NCBA Group profit more than doubles to Sh6.5 billion
By Patrick Alushula | November 25th 2021
NCBA Group grew its profit for the nine months to September by 2.6 times to race past its 2020 full-year profits on the back of increased income and reduced provisioning for loan defaults.
Net profit rose from Sh2.52 billion to Sh6.52 billion in the review period, being more than the Sh4.57 billion that the lender posted in the year ended December 2021.
The group’s net interest income rose 19 per cent to Sh20.2 billion while non-interest income remained flat at Sh16 billion.
Operating expenses fell by 14 per cent, Sh3.94 billion, due to reduced provisioning for loan defaults as coronavirus-induced economic hardships continue to clear.

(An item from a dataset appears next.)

PR #710, opened 2022-11-27
Refactor and add more baseline page unit tests

caendesilva:
Adds more tests, see https://github.com/hydephp/develop/pull/705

Group Chief Executive John Gachora said the improved performance was helped by a conservative approach to credit management amid the pandemic’s disruptions.
“Our operating results since the beginning of the year demonstrate that the actions we have taken to strengthen and enhance the group’s performance are well on track,” he said.
Mr Gachora said 98 per cent of the value of loans that were restructured during the Covid-19 period is now performing. This, added to improved sentiments in the economy, informed the cut in provisioning for loan defaults from Sh13.4 billion to Sh9.2 billion.
NCBA booked Sh547 million as exceptional costs, which relate to the spending on rebranding following the merger between CBA Group and NIC Group. It spent Sh662 million in a similar period last year.
Most of the rebranding costs have already been incurred but are being amortised over a three-year period, and will therefore reflect in the NCBA books up to end of next year.